Archäologen haben im Sudan ein mehr als 3.200 Jahre altes, von Krebs-Metastasen befallenes männliches Skelett entdeckt. Es ist das älteste bislang gefundene Skelett, in dem sich Spuren der Krankheit finden, wie eine in der US-Fachzeitschrift Plos One veröffentlichte Studie angibt. Die österreichische Forscherin Michaela Binder hatte das Skelett vor einem Jahr in einem Grab am Nil entdeckt.

Wissenschaftler der Universität Durham haben das Skelett untersucht. Die Analyse zeige, dass die leichten Knochenverletzungen nur von Krebs verursacht worden sein könnten, sagte Michaela Binder. Der Fund könne helfen, die bislang nahezu unbekannte Geschichte der Krankheit zu verstehen.  

Heute sei Krebs eine der häufigsten Todesursachen, in archäologischen Funden sei sie jedoch äußerst selten nachzuweisen. Deswegen sei die Wissenschaft bislang davon ausgegangen, dass Krebs in erster Linie auf die zeitgenössische Lebensweise und die höhere Lebenserwartung zurückzuführen sei, schreiben die Wissenschaftler der Universität Durham und des British Museum. Die Weltgesundheitsorganisation hatte in ihrem Weltkrebsbericht 2014 weltweit steigende Zahlen von Krebserkrankungen veröffentlicht. 

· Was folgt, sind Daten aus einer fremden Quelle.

PR #724, opened 2019-07-26
Allow access from subclasses to JdbcBatchItemWriter instance variables.

garydgregory:
Allow access from subclasses to JdbcBatchItemWriter instance variables.

### DIFF
--- a/spring-batch-infrastructure/src/main/java/org/springframework/batch/item/database/JdbcBatchItemWriter.java
+++ b/spring-batch-infrastructure/src/main/java/org/springframework/batch/item/database/JdbcBatchItemWriter.java
@@ -63,19 +63,19 @@ public class JdbcBatchItemWriter<T> implements ItemWriter<T>, InitializingBean {
 
 	protected static final Log logger = LogFactory.getLog(JdbcBatchItemWriter.class);
 
-	private NamedParameterJdbcOperations namedParameterJdbcTemplate;
+	protected NamedParameterJdbcOperations namedParameterJdbcTemplate;
 
-	private ItemPreparedStatementSetter<T> itemPreparedStatementSetter;
+	protected ItemPreparedStatementSetter<T> itemPreparedStatementSetter;
 
-	private ItemSqlParameterSourceProvider<T> itemSqlParameterSourceProvider;
+	protected ItemSqlParameterSourceProvider<T> itemSqlParameterSourceProvider;
 
-	private String sql;
+	protected String sql;
 
-	private boolean assertUpdates = true;
+	protected boolean assertUpdates = true;
 
-	private int parameterCount;
+	protected int parameterCount;
 
-	private boolean usingNamedParameters;
+	protected boolean usingNamedParameters;
 
 	/**
 	 * Public setter for the flag that determines whether an assertion is made


pivotal-issuemaster:
@garydgregory Please sign the [Contributor License Agreement](https://cla.pivotal.io/sign/spring?repositoryId=spring-projects/spring-batch&pullRequestId=724)!

[Click here](https://cla.pivotal.io/sync/spring?repositoryId=spring-projects/spring-batch&pullRequestId=724) to manually synchronize the status of this Pull Request.

pivotal-issuemaster:
@garydgregory Thank you for signing the [Contributor License Agreement](https://cla.pivotal.io/sign/spring?repositoryId=spring-projects/spring-batch&pullRequestId=724)!

benas:
Hi @garydgregory ,

Thank you for the PR. These changes make sense to me. However, I'm curious to know more about the use case that requires extending `JdbcBatchItemWriter`. What was the motivation behind that?

KR,
Mahmoud

garydgregory:
Hi @benas ,
Here is the hacking going on, it all makes sense in the end:
- I copied SpingBatch's `JdbcBatchItemWriter` to our code base as `SpingBatchJdbcBatchItemWriter` and made the changes listed in this PR and I also changed:
```
            if (usingNamedParameters) {
                if (items.get(0) instanceof Map) {
                    updateCounts = namedParameterJdbcTemplate.batchUpdate(sql, items.toArray(new Map[0]));
```
to:
```
			if (usingNamedParameters) {
				if(items.get(0) instanceof Map && this.itemSqlParameterSourceProvider == null) {
					updateCounts = namedParameterJdbcTemplate.batchUpdate(sql, items.toArray(new Map[items.size()]));
```
I did not include the above in this PR because at the time I was not sure if it made sense for Spring Batch, but we need it.
- Then, I have a subclass OurProductJdbcBatchItemWriter<T> extends SpingBatchJdbcBatchItemWriter<T> which tracks the following in instance variables:
```
    private ParsedSql parsedSql;
    private List<String> parameterNames;
```
Which are initialized through an ugly hack:
```
    @Override
    public void afterPropertiesSet() throws Exception {
        parsedSql = invokeMethod(namedParameterJdbcTemplate, "getParsedSql", sql);
        parameterNames = invokeMethod(parsedSql, "getParameterNames");
        super.afterPropertiesSet();
    }

    private <R> R invokeMethod(final Object object, final String methodName, final Object... args)
            throws NoSuchMethodException, IllegalAccessException, InvocationTargetException {
        return (R) MethodUtils.invokeMethod(object, true, methodName, args);
    }
```
Where `MethodUtils` is from Apache Commons Lang 3.9.

Then we actually implement a product feature using Apache Commons Text's string substitution which I do not expect SB to support so it still belongs in our subclass no matter what:
```
    @Override
    public void setSql(String sql) {
        super.setSql(StringSubstitutor.createInterpolator().replace(sql));
    }
```

But the meat of the class is adding nulls for missing entries for expected parameters:
```
    @Override
    public void write(final List<? extends T> items) throws Exception {
        addMissingEntries(items);
        super.write(items);
    }

    /**
     * Adds missing entries for expected parameters.
     *
     * @param items
     */
    private void addMissingEntries(final List<? extends T> items) {
        if (items != null) {
            for (final T item : items) {
                if (item instanceof Map) {
                    // TODO Handle 0 vs. empty string
                    parameterNames.forEach(name -> ((Map<Object, Object>) item).putIfAbsent(name, null));
                }
            }
        }
    }
```

So the patch could be more extensive but I wanted to keep it to a minimum. 

We would not need to clone the SB class `JdbcBatchItemWriter` in order to subclass it if it included the test `items.get(0) instanceof Map && this.itemSqlParameterSourceProvider == null` instead of just `items.get(0) instanceof Map`

I can update the PR with this test if you think it is OK.

benas:
Thank you for your feedback! LGTM. rebased and merged as c4010fbffa6b71cbcfe79d523023251ce73666a4.

PR #716, opened 2019-05-15
Performance improvement for partitions with a large number of steps

NaanProphet:
New method on JobRepository that enables better performance of SimpleStepExecutionSplitter. By retrieving all step executions at the time of partitioning outside the for loop, the number of calls to the database is reduced.

Also updated JSR version to be performant. Deprecated the older step execution methods and cleaned up the javadocs. Stub implementations provided for common support classes

https://jira.spring.io/browse/BATCH-2716

PR #725, opened 2019-07-30
Improve the performance of partitioned step

benas:
This PR is based on #716. It adds the minor changes requested in the code review.

The performance improvement can be measured using [this sample app](https://github.com/benas/spring-batch-sandbox/tree/master/batch2716) (See `result-*.md` files).

Resolves [BATCH-2716](https://jira.spring.io/browse/BATCH-2716).


benas:
Hi @NaanProphet ,

After further review of this PR, we had a couple of concerns:

* In this PR, we are loading all step executions from all job executions for a given job instance and doing the filtering in memory to get the last step execution
* The signature change introduced in `SimpleStepExecutionSplitter#isStartable` method is a breaking change (which requires deprecation and removal in 2 different releases)

After digging deeper, we thought it should be possible to improve the performance of getting the last step execution for a given job instance using a sql query instead of grabbing all step executions from the database and doing the filtering in memory. This is what we've done in #727 and the results are comparable to those of this PR. Hence, we merged the other PR as it does not introduce the couple of issues mentioned previously.

I'm closing this PR. Thank you anyway for your contribution!

Best regards,
Mahmoud

PR #727, opened 2019-09-03
Improve the performance of step partitioning

benas:
This PR improves the performance of splitting a step execution by 20x (See benchmark [here](https://github.com/benas/spring-batch-sandbox/tree/master/batch2716)). It moves the logic of finding the last step execution of a job instance to the database (instead of doing it in memory).

This PR is functionally the same as #725. However, it does **not**:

Das Skelett stammt von einem Mann, der im Alter von 25 bis 35 Jahren gestorben war. Seine Knochen waren von Wucherungen der Krankheit übersät. Spuren von Metastasen fanden die Wissenschaftler auf den Schlüsselbeinen, den Schulterblättern, den Halswirbeln, Armen, Rippen, auf den Hüft- und Beckenknochen.

Gefunden wurde das Skelett in Amara, 750 Kilometer südlich der sudanesischen Hauptstadt Khartum.